Semarakkan Imlek, Pemkot Buka Kawasan Kya-Kya Surabaya Selama Tiga Hari
Pertunjukan Barongsai di Kya-Kya Dalam Perayaan Imlek 2025-Pemkot Surabaya-
SURABAYA, HARIAN DISWAY- Pemkot kembali membuka kawasan Kya-Kya Kembang Jepun guna menyambut Imlek, Jumat, 13 Februari 2026.
Guna menyemarakkan Imlek, Pemkot menggelar Kya-Kya Chunjie Fest 2026. Yang digelar mulai besok Sabtu, 14 Februari hingga Senin, 16 Februari.Festival akan dibuka mulai pukul 18.00-22.00 WIB
Dalam gelaran itu, pengunjung akan disuguhkan berbagai acara. Mulai dari beragam pertunjukan budaya, kuliner khas, serta atraksi menarik.

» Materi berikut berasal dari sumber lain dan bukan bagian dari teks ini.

PR #877, opened 2021-05-19
Update setup.py so Arcade will work on Replit

Mr-Coxall:
I am trying to use Arcade with my students on Replit.com.
Replit will let PyGame work, so Arcade should work.
When I try to load Arcade I get the following error:
The current project's Python requirement (^3.8) is not compatible with some of the required packages Python requirement:
  - arcade requires Python >=3.6,<3.10
Replit does not like the "<3.10".
I do not think there is any need to have "<3.10" in Arcade and if you were willing to remove it, then Arcade should be able to work on Replit.

Here is an example Replit that will run PyGame but not load Arcade correctly:
https://replit.com/@mrcoxall/Python-Arcade-1

### DIFF
--- a/setup.py
+++ b/setup.py
@@ -7,7 +7,7 @@ from setuptools import find_namespace_packages, setup
 if sys.platform == "darwin":
     required_python_version=">=3.6,<3.9"
 else:
-    required_python_version=">=3.6,<3.10"
+    required_python_version=">=3.6"
 
 exec(open("arcade/version.py").read())
 


pvcraven:
Arcade needs a higher version of open gl than I thing repl can pull off.

einarf:
It's might still be a good thing to remove the `<3.10` part from requirements

Cleptomania:
I believe I saw this previously where that syntax was not understood Poetry or something like that. I don't see any harm in doing it. I think it was originally put in place because Numpy was causing issues with 3.10 compatibility so we put it in there to block that.

Anyways we've removed numpy as a dependency in the development branch so that's not gonna present any issues.

In regards to Replit support last any of us had checked/heard of I believe Arcade was not compatible due to OpenGL dependency

einarf:
A quick check in repl.it : `glGetString(GL_VERSION)` returned `'3.1 Mesa 20.0.8'` so it's getting closer to support arcade.

It might be worth looking into if we can get it running in repl.it in the near future. That might be more on the pyglet side.

einarf:
The exact output in repl.it
```
--> python3 -m poetry add arcade
Using version ^2.5.6 for arcade

Updating dependencies
Resolving dependencies...

[SolverProblemError]
The current project's Python requirement (^3.8) is not compatible with some of the required packages Python requirement:
  - arcade requires Python >=3.6,<3.10

Because no versions of arcade match >2.5.6,<3.0.0
 and arcade (2.5.6) requires Python >=3.6,<3.10, arcade is forbidden.
So, because arcade-test depends on arcade (^2.5.6), version solving failed.
exit status 1
```

einarf:
Created this issue to possibly expore how arcade could work on repl.it : https://github.com/pythonarcade/arcade/issues/878

einarf:
Arcade actually works on repl.it. See : https://github.com/pythonarcade/arcade/issues/878#issuecomment-844534009

einarf:
I suggest we merge this and cherrypick the commit into `maintenance` branch and release a 2.5.7 some time next week.

einarf:
Let's just merge this for now 😄

Issue #888, opened 2021-06-05
`YELLOW_GREEN` in arcade/csscolor/__init__.py is incorrect.


amosnier:
`YELLOW_GREEN` in arcade/csscolor/__init__.py is incorrect. The blue component is missing.

MisoMosiSpy:
I verified that this need to be changed from 

YELLOW_GREEN = (154, 205)

To 

YELLOW_GREEN = (154, 205, 50)

Just starting with arcade, can I take up this issue?

pvcraven:
Yes, it is a bug. Yes, please go ahead and take up the issue! Please make changes in the development branch.

MisoMosiSpy:
Thank you, I have created the pull request, hope I got everything right.

Cleptomania:
Released with 2.6.0

PR #890, opened 2021-06-06
Corrected definition of CSS color YELLOW_GREEN.

MisoMosiSpy:
Fix for issue #888.
Values cross checked from https://www.w3schools.com/cssref/css_colors.asp.


pvcraven:
Thank you for the PR!

PR #892, opened 2021-06-07
Merge ui_development into development

eruvanos:
Still some tests failing, but I would need some help with them


einarf:
Think that would be fine to merge. Let's just get that down into development and work in remaining issues.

Pelaksana Tugas (Plt) Kepala Dinas Kebudayaan, Kepemudaan, Olahraga, dan Pariwisata (Disbudporapar) Surabaya, Herry Purwadi, mengatakan bahwa Kya-Kya Chunjie Fest dirancang sebagai perayaan Imlek yang menghadirkan pengalaman budaya yang otentik. Melalui beragam hiburan, pertunjukan seni, serta sajian kuliner khas pecinan di kawasan wisata pecinan Kembang Jepun.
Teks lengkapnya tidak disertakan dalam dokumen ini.